___ RECORDS FOR THE EXERCISE ___
PR #489, opened 2016-12-02
Improve Binary String search performance

AaronOpfer:
This made finding a binary constant in my debuggee take about 5-10 seconds instead of not being complete after several minutes.

The main issue was the pointless usage of `ByteShiftArray` when we already had a contiguous view of the region memory. Constantly popping bytes into and out of the BSA destroyed all performance in my profiler (80% of the runtime). Calls to `region->size()` were second on the list (13% of runtime) because we called it inside the while loop.

### DIFF
--- a/plugins/BinarySearcher/DialogBinaryString.cpp
+++ b/plugins/BinarySearcher/DialogBinaryString.cpp
@@ -17,7 +17,6 @@ along with this program.  If not, see <http://www.gnu.org/licenses/>.
 */
 
 #include "DialogBinaryString.h"
-#include "ByteShiftArray.h"
 #include "edb.h"
 #include "IDebugger.h"
 #include "MemoryRegions.h"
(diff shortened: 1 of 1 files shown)


plugins/BinarySearcher/DialogBinaryString.cpp
```diff
@@ -101,7 +93,10 @@ void DialogBinaryString::do_find() {
 						}
 					}
 
-					ui->progressBar->setValue(util::percentage(i, regions.size(), p - &pages[0], region->size()));
+					// update progress bar every 64KB
+					if (quint64(p) & 0xFFFF == 0) {
```
10110111: This condition is never met.

AaronOpfer: I'm having trouble figuring out how to add compiler flags to a cmake project.

10110111: `cmake -DCMAKE_CXX_FLAGS=your-flags`

AaronOpfer: Okay, thanks. I'll make another PR addressing this and some other pedantic warnings I've littered in my PRs.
___
EXERCISE PROMPT - Go through the records and copy all of them exactly.

ANSWER SECTION -
PR #489, opened 2016-12-02
Improve Binary String search performance

AaronOpfer:
This made finding a binary constant in my debuggee take about 5-10 seconds instead of not being complete after several minutes.

The main issue was the pointless usage of `ByteShiftArray` when we already had a contiguous view of the region memory. Constantly popping bytes into and out of the BSA destroyed all performance in my profiler (80% of the runtime). Calls to `region->size()` were second on the list (13% of runtime) because we called it inside the while loop.

### DIFF
--- a/plugins/BinarySearcher/DialogBinaryString.cpp
+++ b/plugins/BinarySearcher/DialogBinaryString.cpp
@@ -17,7 +17,6 @@ along with this program.  If not, see <http://www.gnu.org/licenses/>.
 */
 
 #include "DialogBinaryString.h"
-#include "ByteShiftArray.h"
 #include "edb.h"
 #include "IDebugger.h"
 #include "MemoryRegions.h"
(diff shortened: 1 of 1 files shown)


plugins/BinarySearcher/DialogBinaryString.cpp
```diff
@@ -101,7 +93,10 @@ void DialogBinaryString::do_find() {
 						}
 					}
 
-					ui->progressBar->setValue(util::percentage(i, regions.size(), p - &pages[0], region->size()));
+					// update progress bar every 64KB
+					if (quint64(p) & 0xFFFF == 0) {
```
10110111: This condition is never met.

AaronOpfer: I'm having trouble figuring out how to add compiler flags to a cmake project.

10110111: `cmake -DCMAKE_CXX_FLAGS=your-flags`

AaronOpfer: Okay, thanks. I'll make another PR addressing this and some other pedantic warnings I've littered in my PRs.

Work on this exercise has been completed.